DG’s Financial Snapshot

This Goodlettsville, TN-based company ended the quarter with cash and cash equivalents of $1,222.7 million, long-term obligations of $6,235.2 million and total shareholders’ equity of $7,260.2 million. Management incurred capital expenditures of $696 million during the 26 weeks ended Aug. 2, 2024. For fiscal 2024, the company anticipates capital expenditures in the band of $1.3-$1.4 billion.

During the quarter, Dollar General did not repurchase shares. The company had $1.4 billion remaining under its authorization at the end of the quarter.
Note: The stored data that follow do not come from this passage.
PR #1195, opened 2026-01-03
Move ARMv6 target workaround to Makefile.posix

taahol:
Fixes: https://github.com/Akuli/jou/issues/1193

### DIFF
--- a/Makefile.posix
+++ b/Makefile.posix
@@ -43,13 +43,14 @@ config.jou: Makefile.posix
 	echo '' >> config.jou
 	echo '@public' >> config.jou
 	echo 'const LLVM_HAS_X86: bool = $(shell $(LLVM_CONFIG) --targets-built | grep -q X86 && echo True || echo False)' >> config.jou
+# LLVM seems to be misconfigured on Raspberry Pi OS so that it compiles to ARMv7 by default even if the CPU is ARMv6 (e.g. RasPi 1).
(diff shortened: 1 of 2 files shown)


Akuli:
On Windows, this...

```
const LLVM_HAS_AARCH64: bool = False
```

...was turned into this with `sed`:

```
const True: bool = False
```


I deleted that.

Makefile.posix
```diff
@@ -45,11 +45,11 @@ config.jou: Makefile.posix
 	echo 'const LLVM_HAS_X86: bool = $(shell $(LLVM_CONFIG) --targets-built | grep -q X86 && echo True || echo False)' >> config.jou
 	echo '' >> config.jou
 	echo '@public' >> config.jou
-	echo 'const JOU_TARGET: byte* = ""' >> config.jou
+	echo 'const JOU_TARGET: byte* = "$(shell $(LLVM_CONFIG) --host-target | ((uname -mp | grep -q armv6) && sed -e "s/^arm-/armv6-/" || cat))"' >> config.jou
```
Akuli: I don't like how this sets `JOU_TARGET` even if there's no need to set it. Can we leave it empty when the default is fine?

Something like this pseudo code maybe: `(check for armv6) && (host target | grep ^arm- | sed)`

taahol: De gustibus non est disputandum.

PR #350, opened 2021-05-25
Fix/test maps build

luca-della-vedova:
### Fixed bug

When a map had an empty wall `texture_name` field (i.e. in `test_maps`), the default initialization assigned the value to a string while downstream code expected a ParamValue, this caused runtime errors.

### Fix applied

The assignment has been changed to ParamValue, also github actions have been updated to compile `test_maps` to test for this kind of regressions in the future.

Note to self / others, we should probably rename the package to `rmf_traffic_editor_test_maps` and not `test_maps`.


codebot (approved):
LGTM, thanks for chasing this down and for the clean fix to both the code and the CI

PR #352, opened 2021-05-31
Support non-symmetrical double swing doors

aaronchongth:
### Implemented feature

Supports non-symmetrical double swing doors. Screenshots below are examples after modifying door `n02_door` in the airport terminal demo.

image
Screenshot from 2021-05-31 19-04-44
Screenshot from 2021-05-31 19-05-20

This feature was implemented by adding a parameter `left_right_ratio` to door edges. With `1.0` as the default value.


codebot (approved):
nice! I tested it in the GUI and it looks great :sparkles:

PR #356, opened 2021-06-04
add world 'dae export ready' option, bugfixes for alpha values

ddengster:
## Bug fix/Fix applied

Alpha bugfixes
1) Diffuse/Specular color value standardization: In our sdf exporters we use 3 floats for rgb, this standardizes it to 4 values rgba with the alpha being 1.0. 
2) .mtl file alpha fixes: Python would output alpha values as <param.ParamValue....>, a fix has been applied to cast it properly to floating point. Before this fix walls would appear black when imported in blender after being exported to dae.

### Implemented feature

Add option "ignition_dae_export" to export world files ready for ignition to do dae exports.

This option enables our worlds to be 'dae export ready' via adding the correct plugin tags and removing any robots.

Related ignition PR: https://github.com/ignitionrobotics/ign-gazebo/pull/474
Downstream PR: https://github.com/open-rmf/rmf_demos/pull/53


rmf_building_map_tools/building_map/level.py
```diff
@@ -174,17 +174,18 @@ def generate_walls(self, model_ele, model_name, model_path):
...
                 self.elevation)
 
         # sniff around in our vertices and spawn robots if requested
-        for vertex_idx, vertex in enumerate(self.vertices):
-            if 'spawn_robot_type' in vertex.params:
-                self.generate_robot_at_vertex_idx(vertex_idx, world_ele)
+        if dae_export_plugin is False:
+            for vertex_idx, vertex in enumerate(self.vertices):
+                if 'spawn_robot_type' in vertex.params:
+                    self.generate_robot_at_vertex_idx(vertex_idx, world_ele)
```
luca-della-vedova, line 188: I wonder if we should limit the filtered objects to only robots or to all the dynamic objects, i.e. lifts / doors.
What would you recommend?

ddengster: yup i forgot about that, we should remove those

ddengster: removed ac3081a

Issue #361, opened 2021-06-21
Allow building_map_model_downloader to check export folder for models to determine if to download them even when using ignition fuel tools


nicholas-gs:
### Description

Currently, when using ignition fuel tools to download models (using the `-f` flag), `building_map_model_downloader` only checks `~/.ignition/fuel/fuel.ignitionrobotics.org` to see if the model is missing and needs to be downloaded.

However, a problem arises if using the `-e` flag as well. If a model is located in `~/.ignition/fuel/fuel.ignitionrobotics.org` but not in the folder specified using the `-e` flag, then the model will not be downloaded.

One option to solve this is to automatically check the specified export folder for missing models. And maybe if the model is already in `~/.ignition/fuel/fuel.ignitionrobotics.org` , we can simply export the model without having to download again.

Issue #360, opened 2021-06-21
building_map_model_downloader folders all in lowercase


nicholas-gs:
When using the `-f` flag to use ignition tools to download the models and specifying an export folder using the `-e` flag, the exported folders are all in lower case (following how ignition tools does it). But that results in gazebo being unable to find the models.

The solution is to have the export folder follow the capitalization of the original model names (as defined in the `.building.yaml` file).

PR #362, opened 2021-06-22
Fix issues with building map tools using Ignition tools

nicholas-gs:
### Fixed bug

1. #360. The folders downloaded by Ignition is always in lowercase, and so does the exported folders. This results in gazebo being unable to find the models.
2. #361 

### Fix applied
 
1. Commit 6fa825f. Have the exported folders follow the original name of the models as described in the `building.yaml` file.
2. Commit abe741b. If exporting models, automatically check the export path for missing models.

### DIFF
--- a/rmf_building_map_tools/building_map_model_downloader/building_map_model_downloader.py
+++ b/rmf_building_map_tools/building_map_model_downloader/building_map_model_downloader.py
@@ -109,7 +109,11 @@ def download_models(
     # Ignition fuel tools can only download to this folder, so we set the
     # model path to it
     if fuel_tools:
-        model_path = "~/.ignition/fuel/"
+        if export_path is not None:
+            model_path = export_path
+            ign = False
+        else:
+            model_path = "~/.ignition/fuel/"
 
     missing_models = pit_crew.get_missing_models(
         model_set,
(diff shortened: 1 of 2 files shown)


rmf_building_map_tools/building_map_model_downloader/building_map_model_downloader.py
```diff
@@ -109,7 +109,11 @@ def download_models(
     # Ignition fuel tools can only download to this folder, so we set the
     # model path to it
     if fuel_tools:
-        model_path = "~/.ignition/fuel/"
+        if export_path is not None:
+            model_path = export_path
+            ign = False
```
aaronchongth, line 114: Wouldn't this revert back to using `http` to download the models after using both the `-f` and `-e` flags?

aaronchongth (changes requested):
Thanks for catching these bugs!  I just have a question below, but everything looks pretty good.

rmf_building_map_tools/building_map_model_downloader/building_map_model_downloader.py
nicholas-gs: Hello Aaron. No it would not. The `ign=False` is just so that the it can search the folder specified by `-e` for missing models. The models will still be downloaded using the new Ignition Fuel tools. I've tested it out in this [PR](https://github.com/open-rmf/rmf_demos/pull/57) for `rmf_demos` to check that its the case.

aaronchongth: Thanks for explaining, didn't catch these lines, https://github.com/nicholas-gs/rmf_traffic_editor/blob/fix/building_map_tools/rmf_building_map_tools/building_map_model_downloader/building_map_model_downloader.py#L154-L157

aaronchongth (approved):
LGTM! Thanks for fixing it so quickly!

PR #364, opened 2021-06-25
Minor tweak to how empty crowd_sim and lift structures are serialized in YAML

codebot:
This is a trivial PR that explicitly sets how whitespace (carriage returns and indents) are handled for a few places when serializing the `crowd_sim` data structure in YAML. The two forms are equivalent; this just causes `yaml-cpp` to generate whitespace in the same way that the JavaScript `yaml` library generates it when the emitter comes upon an empty sequence nested inside a block-style map. Otherwise, the two implementations (C++ and JavaScript) would generate whitespace diffs each time they saved each other's files.

Similarly, for empty lift maps (i.e. building models that do not have lifts), this PR forces a flow-style empty map `{}` to be generated in `yaml-cpp`, to force the whitespace to be generated identically by the `yaml-cpp` and JavaScript `yaml` libraries.

### DIFF
--- a/rmf_traffic_editor/gui/building.cpp
+++ b/rmf_traffic_editor/gui/building.cpp
@@ -164,6 +164,8 @@ bool Building::save()
   y["lifts"] = YAML::Node(YAML::NodeType::Map);
   for (const auto& lift : lifts)
     y["lifts"][lift.name] = lift.to_yaml();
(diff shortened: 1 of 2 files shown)


Yadunund (approved):
Looks good 😄

PR #372, opened 2021-07-28
Feature: align vertices colinear

codebot:
### Implemented feature

This PR adds multiple vertex selection by holding down SHIFT and clicking vertices to add them to the current selection. All selected vertices will all be rendered as red. You can clear the current selection by pressing the Escape key, as before.

When multiple vertices are selected that are directly connected by edges, you can press the slash key `/` or use the new menu item `Edit->Align Colinear`, and it will attempt to compute an orthogonal projection of all intermediate vertices onto the line between the first and last vertices in the selected chain.

There are probably corner cases that are not handled correctly, but at least it seems to work in the few situations that I've tried so far.

### DIFF
--- a/rmf_traffic_editor/gui/building.h
+++ b/rmf_traffic_editor/gui/building.h
@@ -172,12 +172,14 @@ public:
     std::vector<EditorModel>& editor_models,
     const RenderingOptions& rendering_options);
 
+  /*
   void mouse_select_press(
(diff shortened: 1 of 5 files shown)


Yadunund (approved):
Thank you so much for adding this so quickly! Works great after the latest changes 💯

PR #373, opened 2021-07-30
sort list by model name, not Fuel group name

codebot:
This PR sorts the "add model" dialog box by the model name, instead of by the entire group_name/model_name string. This makes typing names quickly into the dialog edit box much faster. For example, as you start typing "desk", it will scroll the list to `OpenRobotics/Desk` and show the relevant preview. You don't have to type `OpenRobotics/Desk`


Yadunund (approved):
This is super helpful! Thank you 🙇🏼

PR #374, opened 2021-08-04
resolve build error on some systems with size_t namespace

codebot:
On some systems and some compilers, apparently the cascade of includes in some files in traffic-editor does not include `size_t` outside the `std` namespace, for some files. This PR just adds `std::` in front of all uses of `size_t` so that the code is more portable.


Yadunund (approved):
👍🏼

Yadunund (approved):

PR #377, opened 2021-08-11
Feature/wall graph

mattbooker:
### Implemented feature

The `building_map_server` now populates the wall graph field within the Level message


rmf_building_map_tools/building_map/level.py
```diff
@@ -487,3 +487,46 @@ def add_lanes_from(self, other):
...
+        for w in self.walls:
+            v1 = self.vertices[w.start_idx]
+            v2 = self.vertices[w.end_idx]
+
+            start_idx = vidx_to_mapped_idx[w.start_idx]
+            end_idx = vidx_to_mapped_idx[w.end_idx]
+
+            wall_data['walls'].append([start_idx, end_idx, w.params])
+            
+        return wall_data
```
arjo129, line 532: Knit: We always end files with a newline. 
See: https://stackoverflow.com/questions/729692/why-should-text-files-end-with-a-newline

arjo129 (changes requested):
These changes could be useful outside of the current ar-kit context as well. There are several minor code style changes needed as marked by the `pycodestyle` checker. 
https://github.com/open-rmf/rmf_traffic_editor/pull/377/checks?check_run_id=3298220632

Also all files should end in a new line.

Issue #375, opened 2021-08-04
Crowd simulation map generation fails when no robots are in the map


luca-della-vedova:
### Required information:

Build from source, current main branch on Foxy and Ubuntu 20.04

### Description of the bug

When there are no robots in the map the agent group `external_agent`, used to track robots, has 0 agents and this causes a failed assertion when the AgentGroup is checked for validity [here](https://github.com/open-rmf/rmf_traffic_editor/blob/main/rmf_building_map_tools/building_crowdsim/config/scene_file.py#L158-L159)

A possible fix could be to skip the group instead of having a failed assertion if it has no agents, or to have such condition only for the `external_agent` group that includes robots.

### Steps to reproduce the bug

Create a map that has no robots but has crowdsim enabled, then try to build the workspace.

luca-della-vedova:
Fixed by rmf_traffic_editor [#380](https://github.com/open-rmf/rmf_traffic_editor/pull/380).

PR #380, opened 2021-08-12
fix crowdsim map generation when there are no robots

xiyuoh:
### Fixed bug

Fixed bug #375: `building_crowdsim.py` unable to generate the required files for crowd simulation when no robot is added to the map due to a `ValueError` where the AgentGroup element fails its validity check

### Fix applied

Added a condition in `configfile_generator.py` to only append AgentGroup to the scene file when there are robots in the map, denoted by length of the AgentGroup sub-elements.

Code can be tested by running `building_crowdsim.py` with a `.building.yaml` file with no robots added

### DIFF
--- a/rmf_building_map_tools/building_crowdsim/config/configfile_generator.py
+++ b/rmf_building_map_tools/building_crowdsim/config/configfile_generator.py
@@ -73,7 +73,9 @@ class ConfigFileGenerator:
             for item in self.crowd_sim_yaml['agent_groups']:
                 cur_group = AgentGroup()
                 cur_group.load_from_yaml(item)
-                self.scene_file.sub_elements.append(cur_group)
+                cur_generator = cur_group.sub_elements[-1]
+                if len(cur_generator.sub_elements) != 0:
+                    self.scene_file.sub_elements.append(cur_group)
 
         write_xml_file(
             self.scene_file.output_xml_element(),
--- a/rmf_building_map_tools/building_crowdsim/config/configfile_generator.py
+++ b/rmf_building_map_tools/building_crowdsim/config/configfile_generator.py
@@ -73,8 +73,7 @@ class ConfigFileGenerator:
             for item in self.crowd_sim_yaml['agent_groups']:
                 cur_group = AgentGroup()
                 cur_group.load_from_yaml(item)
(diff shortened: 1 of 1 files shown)


youliangtan:
@xiyuoh Thks for the PR. One thing here, you will need to re-commit all your commits (force push) with [GPG](https://docs.github.com/en/github/authenticating-to-github/managing-commit-signature-verification/signing-commits) signed, and also a sign-off. These can be done by setting up gpg, then `git commit -s -S` (note that `-s` and `-S` are different)

xiyuoh:
@youliangtan sorry about that, thanks for letting me know! I think i re-committed successfully, lmk if there are other issues :)

youliangtan:
I noticed that only 1 commit is "signed". Unfortunately all past commits need to get signed. One way is to force remove all those commits and create a new one.

xiyuoh:
@youliangtan hi! i removed the unverified commits, hopefully its good now?

rmf_building_map_tools/building_crowdsim/config/configfile_generator.py
```diff
@@ -73,7 +73,9 @@ def generate_scene_file(self, output_dir):
             for item in self.crowd_sim_yaml['agent_groups']:
                 cur_group = AgentGroup()
                 cur_group.load_from_yaml(item)
-                self.scene_file.sub_elements.append(cur_group)
+                cur_generator = cur_group.sub_elements[-1]
+                if len(cur_generator.sub_elements) != 0:
```
youliangtan, line 77: After a quick look. is it possible for us to use [this](https://github.com/open-rmf/rmf_traffic_editor/blob/8444941cf1633747eab49e0b2cbd9cd8d299627f/rmf_building_map_tools/building_crowdsim/config/scene_file.py#L157) `AgentGenerator.is_valid()` function?

youliangtan (changes requested):

rmf_building_map_tools/building_crowdsim/config/configfile_generator.py
xiyuoh: good idea! thanks for the suggestion

youliangtan (approved):
LGTM :+1:

PR #382, opened 2021-08-17
added scaling features to wall texture

xiyuoh:
Signed-off-by: xiyuoh <ohxiyu@gmail.com>

### Implemented feature

This PR follows #343 to add scalability to downloaded textures from URL. 

As mentioned in #342 the custom textures may be stretched in simulation as their height-to-width ratio may not be coherent with the wall dimensions (walls expect a 2.5m x 1m texture size). This feature implemented allows users to customize texture scales by adding parameters to define these scales.

Before implementation:
Screenshot from 2021-08-17 16-31-04 (1)
You can observe the texture stretching by comparing the wall and floor textures.

After implementation:
Screenshot from 2021-08-17 16-41-52 (1)

The scaling is controlled by three parameters: `texture_height`, `texture_width` and `texture_scale`:
SS2 (1)

- `texture_height` and `texture_width`: dimensions of the texture image. It does not need to be absolute as only their ratio will be calculated, i.e. for square textures, you can enter 1 for both parameters.
  But for images where the ratio may not be easy to compute, users can enter the absolute dimensions directly.
- `texture_scale`: how 'zoomed in' you want your texture to be (default is 1)
   For example, if you want your texture width to be 1m, enter 1. If you want your texture width to be 2m, enter 2. The height will be scaled accordingly.
   Special case: If you want your texture image to fit the full wall (texture height = wall height), enter 0.

See some examples below!

For `texture_scale = 2` with square textures
Screenshot from 2021-08-17 16-30-28 (1)
SS3 (1)

For `texture_scale = 0` with complicated texture dimensions
Screenshot from 2021-08-17 16-31-11 (1)
SS1 (1)

### Testing the PR

1. Open a map in `traffic_editor`
2. Add texture URLs and scaling parameters like the examples above
3. Launch the demo, or run `building_map_generator.py gazebo` on your yaml map and open the mesh files in gazebo.

### DIFF
--- a/rmf_building_map_tools/building_map/wall.py
+++ b/rmf_building_map_tools/building_map/wall.py
@@ -21,6 +21,9 @@ class Wall:
         self.texture_name = wall_params['texture_name']
         self.alpha = wall_params['alpha']  # val 0.0-1.0 transparency of wall
         self.pbr_textures = get_pbr_textures(wall_params)
+        self.texture_height = wall_params['texture_height']
+        self.texture_width = wall_params['texture_width']
+        self.texture_scale = wall_params['texture_scale']
 
         # Wall filtering according to wall_params
         for checked_wall in yaml_node:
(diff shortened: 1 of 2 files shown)


codebot (changes requested):
This is great! Thank you for the clean diff and the great illustrations.

Because there are many `.building.yaml` files around that people will want to keep using without having to re-open and save them in an updated traffic-editor GUI, can you add checks for the `texture_width` and other new parameters in the `Wall` class, so that it won't crash when opening an "old" `.building.yaml` file? You could test it against the existing demo maps that don't have these "new" parameters. Thanks!

xiyuoh:
@codebot done, thanks for the feedback!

The company did not intend to repurchase shares in fiscal 2024.

What to Expect From Dollar General in Fiscal 2024?

Dollar General now envisions net sales growth between 4.7% and 5.3%, down from the prior estimate of 6% to 6.7%. It foresees same-store sales growth to fall between 1% and 1.6%, down from the earlier forecast of a 2-2.7% increase.

Management now anticipates earnings in the band of $5.50-$6.20 per share, revised down from the prior range of $6.80-$7.55. It now expects minimal impact on earnings from incentive compensation expenses, contrary to the earlier expectation of a potential negative impact of about 50 cents.

Shares of this Zacks Rank #4 (Sell) company have fallen 3.2% in the past three months against the industry’s rise of 8.2%.